### Work to complete
Check every line of the data below for the word "tools". Copy the ones that have it.

Stored data
++++++

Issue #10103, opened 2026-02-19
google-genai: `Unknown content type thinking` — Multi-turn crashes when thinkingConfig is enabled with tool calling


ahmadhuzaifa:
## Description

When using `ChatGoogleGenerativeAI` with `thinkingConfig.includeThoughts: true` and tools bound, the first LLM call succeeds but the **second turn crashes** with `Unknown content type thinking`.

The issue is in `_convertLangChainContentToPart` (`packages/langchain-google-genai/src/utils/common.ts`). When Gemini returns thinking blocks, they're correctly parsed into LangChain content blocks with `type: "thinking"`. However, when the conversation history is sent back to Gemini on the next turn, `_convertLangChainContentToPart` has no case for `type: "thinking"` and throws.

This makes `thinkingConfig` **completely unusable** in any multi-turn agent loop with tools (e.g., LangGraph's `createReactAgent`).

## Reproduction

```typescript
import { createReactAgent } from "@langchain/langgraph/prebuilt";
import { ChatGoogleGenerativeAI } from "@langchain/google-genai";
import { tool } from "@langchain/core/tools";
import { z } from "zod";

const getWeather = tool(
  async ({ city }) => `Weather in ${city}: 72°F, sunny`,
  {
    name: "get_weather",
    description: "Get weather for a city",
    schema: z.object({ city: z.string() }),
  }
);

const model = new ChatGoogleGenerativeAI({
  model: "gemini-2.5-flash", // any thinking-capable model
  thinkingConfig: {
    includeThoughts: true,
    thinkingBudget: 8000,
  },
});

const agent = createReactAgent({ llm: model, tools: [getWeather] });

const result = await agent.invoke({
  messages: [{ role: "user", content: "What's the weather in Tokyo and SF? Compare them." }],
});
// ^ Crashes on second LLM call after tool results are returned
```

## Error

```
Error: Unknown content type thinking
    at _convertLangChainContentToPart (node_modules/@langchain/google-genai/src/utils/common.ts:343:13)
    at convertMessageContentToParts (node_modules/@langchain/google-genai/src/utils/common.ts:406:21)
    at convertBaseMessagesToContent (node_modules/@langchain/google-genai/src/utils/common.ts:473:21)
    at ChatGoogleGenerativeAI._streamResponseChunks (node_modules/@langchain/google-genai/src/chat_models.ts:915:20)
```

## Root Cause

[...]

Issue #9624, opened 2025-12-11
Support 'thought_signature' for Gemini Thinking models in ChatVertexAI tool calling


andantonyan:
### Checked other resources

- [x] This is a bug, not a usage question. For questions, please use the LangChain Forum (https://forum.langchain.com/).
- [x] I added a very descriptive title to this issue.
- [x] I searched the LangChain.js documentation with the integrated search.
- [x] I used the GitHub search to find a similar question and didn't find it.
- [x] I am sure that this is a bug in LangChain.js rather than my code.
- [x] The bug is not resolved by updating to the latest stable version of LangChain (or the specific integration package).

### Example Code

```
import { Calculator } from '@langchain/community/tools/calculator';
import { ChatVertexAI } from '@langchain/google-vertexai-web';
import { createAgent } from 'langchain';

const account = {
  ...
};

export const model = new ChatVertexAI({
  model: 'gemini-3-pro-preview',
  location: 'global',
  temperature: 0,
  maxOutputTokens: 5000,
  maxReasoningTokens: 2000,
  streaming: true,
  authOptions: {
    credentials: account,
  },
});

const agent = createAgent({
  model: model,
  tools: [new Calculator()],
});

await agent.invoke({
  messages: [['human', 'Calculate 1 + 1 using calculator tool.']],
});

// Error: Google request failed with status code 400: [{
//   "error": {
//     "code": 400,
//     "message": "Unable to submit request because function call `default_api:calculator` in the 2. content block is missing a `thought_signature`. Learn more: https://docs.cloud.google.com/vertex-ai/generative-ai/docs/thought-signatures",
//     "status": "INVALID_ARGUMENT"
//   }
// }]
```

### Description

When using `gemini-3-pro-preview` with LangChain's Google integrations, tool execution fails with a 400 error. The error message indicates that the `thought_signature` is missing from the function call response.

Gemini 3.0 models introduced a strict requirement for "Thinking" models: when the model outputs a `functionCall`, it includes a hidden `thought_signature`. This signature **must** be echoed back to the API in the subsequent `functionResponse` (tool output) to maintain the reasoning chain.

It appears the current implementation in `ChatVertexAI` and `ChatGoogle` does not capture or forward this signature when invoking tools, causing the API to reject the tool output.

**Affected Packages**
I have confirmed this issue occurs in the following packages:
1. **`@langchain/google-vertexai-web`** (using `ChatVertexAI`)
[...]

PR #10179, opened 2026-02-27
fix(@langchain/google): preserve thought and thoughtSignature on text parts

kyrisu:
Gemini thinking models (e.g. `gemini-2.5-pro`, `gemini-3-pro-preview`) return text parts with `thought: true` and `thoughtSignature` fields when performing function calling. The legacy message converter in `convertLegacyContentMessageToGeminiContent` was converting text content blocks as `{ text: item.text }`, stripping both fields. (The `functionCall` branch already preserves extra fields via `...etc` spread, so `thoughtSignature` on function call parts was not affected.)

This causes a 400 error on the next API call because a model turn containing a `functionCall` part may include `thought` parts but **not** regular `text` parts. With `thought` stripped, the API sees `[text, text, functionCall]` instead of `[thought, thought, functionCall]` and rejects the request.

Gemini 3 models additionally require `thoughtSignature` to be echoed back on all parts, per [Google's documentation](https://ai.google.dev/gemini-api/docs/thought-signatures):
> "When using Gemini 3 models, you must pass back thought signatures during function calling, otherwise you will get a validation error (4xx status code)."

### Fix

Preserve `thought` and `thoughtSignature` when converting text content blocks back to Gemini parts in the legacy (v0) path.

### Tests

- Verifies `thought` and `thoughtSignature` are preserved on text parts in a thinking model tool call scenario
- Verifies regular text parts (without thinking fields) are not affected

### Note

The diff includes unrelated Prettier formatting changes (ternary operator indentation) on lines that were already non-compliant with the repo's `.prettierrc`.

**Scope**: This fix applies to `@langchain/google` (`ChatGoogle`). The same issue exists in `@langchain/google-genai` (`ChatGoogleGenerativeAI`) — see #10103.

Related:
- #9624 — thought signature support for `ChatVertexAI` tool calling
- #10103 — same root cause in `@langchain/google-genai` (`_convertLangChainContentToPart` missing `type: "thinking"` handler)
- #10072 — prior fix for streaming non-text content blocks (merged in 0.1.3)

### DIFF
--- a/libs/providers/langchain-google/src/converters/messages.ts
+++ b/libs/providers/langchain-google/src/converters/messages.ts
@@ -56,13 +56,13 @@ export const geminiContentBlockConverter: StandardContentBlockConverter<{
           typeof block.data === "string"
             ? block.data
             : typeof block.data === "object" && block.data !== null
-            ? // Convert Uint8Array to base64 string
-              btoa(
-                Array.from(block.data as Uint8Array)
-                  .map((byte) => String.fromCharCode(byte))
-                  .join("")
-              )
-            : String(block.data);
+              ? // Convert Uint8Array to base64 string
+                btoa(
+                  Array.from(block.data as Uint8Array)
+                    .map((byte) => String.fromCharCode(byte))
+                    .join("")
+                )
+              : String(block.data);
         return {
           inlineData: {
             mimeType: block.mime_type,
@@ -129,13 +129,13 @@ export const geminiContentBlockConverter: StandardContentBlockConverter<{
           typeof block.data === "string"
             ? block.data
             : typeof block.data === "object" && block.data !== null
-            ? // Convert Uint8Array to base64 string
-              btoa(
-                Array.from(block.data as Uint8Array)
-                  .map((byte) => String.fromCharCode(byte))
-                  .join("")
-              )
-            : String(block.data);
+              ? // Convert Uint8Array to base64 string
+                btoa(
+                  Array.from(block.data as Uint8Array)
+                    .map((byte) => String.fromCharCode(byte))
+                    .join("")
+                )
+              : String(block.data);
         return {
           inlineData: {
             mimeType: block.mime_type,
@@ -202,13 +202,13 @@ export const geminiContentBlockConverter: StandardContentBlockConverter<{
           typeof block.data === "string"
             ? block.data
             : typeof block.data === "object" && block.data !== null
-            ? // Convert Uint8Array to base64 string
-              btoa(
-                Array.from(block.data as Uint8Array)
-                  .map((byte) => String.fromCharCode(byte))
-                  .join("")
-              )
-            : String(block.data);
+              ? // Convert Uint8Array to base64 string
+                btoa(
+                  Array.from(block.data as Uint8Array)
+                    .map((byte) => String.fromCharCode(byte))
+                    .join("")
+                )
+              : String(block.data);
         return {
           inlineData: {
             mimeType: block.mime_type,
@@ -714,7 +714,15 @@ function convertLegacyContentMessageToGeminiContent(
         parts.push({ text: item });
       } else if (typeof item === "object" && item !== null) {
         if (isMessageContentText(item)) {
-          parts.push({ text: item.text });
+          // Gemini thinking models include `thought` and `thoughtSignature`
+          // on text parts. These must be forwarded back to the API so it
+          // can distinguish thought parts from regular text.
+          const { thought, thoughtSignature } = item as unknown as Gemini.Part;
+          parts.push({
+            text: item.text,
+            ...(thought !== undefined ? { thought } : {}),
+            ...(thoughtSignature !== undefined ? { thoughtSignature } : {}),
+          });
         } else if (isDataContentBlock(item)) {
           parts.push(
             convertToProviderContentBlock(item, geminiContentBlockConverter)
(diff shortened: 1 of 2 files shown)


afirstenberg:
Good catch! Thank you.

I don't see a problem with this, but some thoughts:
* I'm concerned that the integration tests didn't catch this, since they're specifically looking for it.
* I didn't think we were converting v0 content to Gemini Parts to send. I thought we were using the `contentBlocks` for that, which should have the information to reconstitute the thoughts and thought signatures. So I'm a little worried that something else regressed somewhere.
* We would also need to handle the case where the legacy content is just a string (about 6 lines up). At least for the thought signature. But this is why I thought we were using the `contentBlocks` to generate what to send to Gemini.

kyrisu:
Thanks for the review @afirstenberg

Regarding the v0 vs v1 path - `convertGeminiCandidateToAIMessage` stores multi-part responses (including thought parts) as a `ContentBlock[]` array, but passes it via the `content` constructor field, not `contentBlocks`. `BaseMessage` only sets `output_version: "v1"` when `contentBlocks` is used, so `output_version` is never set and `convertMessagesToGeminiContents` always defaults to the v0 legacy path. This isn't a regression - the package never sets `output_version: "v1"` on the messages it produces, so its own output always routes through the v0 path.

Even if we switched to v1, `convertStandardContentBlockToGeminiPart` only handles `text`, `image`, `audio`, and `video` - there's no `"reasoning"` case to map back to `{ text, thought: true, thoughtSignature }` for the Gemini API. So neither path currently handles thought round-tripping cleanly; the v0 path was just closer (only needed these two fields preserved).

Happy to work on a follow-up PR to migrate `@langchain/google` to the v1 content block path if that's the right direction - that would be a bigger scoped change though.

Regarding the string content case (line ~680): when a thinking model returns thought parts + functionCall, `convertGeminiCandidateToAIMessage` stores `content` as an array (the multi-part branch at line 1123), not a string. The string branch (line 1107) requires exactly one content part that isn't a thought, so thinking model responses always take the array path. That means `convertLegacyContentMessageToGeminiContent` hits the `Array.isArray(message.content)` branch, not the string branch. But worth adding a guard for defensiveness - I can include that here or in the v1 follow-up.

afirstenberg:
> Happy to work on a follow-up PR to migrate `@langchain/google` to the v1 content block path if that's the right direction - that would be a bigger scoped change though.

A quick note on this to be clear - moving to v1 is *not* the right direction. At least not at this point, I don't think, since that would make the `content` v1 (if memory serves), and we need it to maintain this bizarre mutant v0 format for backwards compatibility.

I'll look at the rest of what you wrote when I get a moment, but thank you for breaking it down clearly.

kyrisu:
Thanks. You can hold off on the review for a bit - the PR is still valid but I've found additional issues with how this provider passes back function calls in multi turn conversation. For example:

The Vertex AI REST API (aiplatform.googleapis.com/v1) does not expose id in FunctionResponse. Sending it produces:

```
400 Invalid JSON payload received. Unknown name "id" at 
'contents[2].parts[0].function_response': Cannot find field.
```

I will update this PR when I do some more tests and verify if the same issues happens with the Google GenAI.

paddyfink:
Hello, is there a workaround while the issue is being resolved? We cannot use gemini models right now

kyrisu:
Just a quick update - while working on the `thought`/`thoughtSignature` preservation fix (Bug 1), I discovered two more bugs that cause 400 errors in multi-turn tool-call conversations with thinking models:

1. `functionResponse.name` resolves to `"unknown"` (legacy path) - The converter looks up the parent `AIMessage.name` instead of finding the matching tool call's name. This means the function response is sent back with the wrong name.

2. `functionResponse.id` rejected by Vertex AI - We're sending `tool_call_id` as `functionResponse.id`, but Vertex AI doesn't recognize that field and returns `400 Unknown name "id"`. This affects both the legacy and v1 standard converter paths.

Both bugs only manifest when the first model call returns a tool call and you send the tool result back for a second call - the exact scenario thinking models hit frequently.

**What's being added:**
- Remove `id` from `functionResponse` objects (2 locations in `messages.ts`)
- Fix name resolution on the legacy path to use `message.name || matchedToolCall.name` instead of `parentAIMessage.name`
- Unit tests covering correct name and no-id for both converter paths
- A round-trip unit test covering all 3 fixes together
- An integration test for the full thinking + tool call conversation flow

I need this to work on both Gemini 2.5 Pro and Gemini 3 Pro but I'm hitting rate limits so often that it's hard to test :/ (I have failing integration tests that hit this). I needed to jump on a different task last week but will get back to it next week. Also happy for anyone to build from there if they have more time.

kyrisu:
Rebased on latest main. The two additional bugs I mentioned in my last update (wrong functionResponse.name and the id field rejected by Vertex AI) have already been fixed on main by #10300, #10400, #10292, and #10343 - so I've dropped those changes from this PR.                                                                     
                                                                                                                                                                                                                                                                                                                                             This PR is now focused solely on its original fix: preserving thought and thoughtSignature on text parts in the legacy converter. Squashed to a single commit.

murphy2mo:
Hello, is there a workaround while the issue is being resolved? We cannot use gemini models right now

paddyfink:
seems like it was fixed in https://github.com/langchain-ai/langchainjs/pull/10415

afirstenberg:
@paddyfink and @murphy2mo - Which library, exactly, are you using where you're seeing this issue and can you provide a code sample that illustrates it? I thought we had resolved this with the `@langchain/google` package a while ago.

++++++

### Response to this task
When using `ChatGoogleGenerativeAI` with `thinkingConfig.includeThoughts: true` and tools bound, the first LLM call succeeds but the **second turn crashes** with `Unknown content type thinking`.
This makes `thinkingConfig` **completely unusable** in any multi-turn agent loop with tools (e.g., LangGraph's `createReactAgent`).
import { tool } from "@langchain/core/tools";
const agent = createReactAgent({ llm: model, tools: [getWeather] });
import { Calculator } from '@langchain/community/tools/calculator';
  tools: [new Calculator()],
It appears the current implementation in `ChatVertexAI` and `ChatGoogle` does not capture or forward this signature when invoking tools, causing the API to reject the tool output.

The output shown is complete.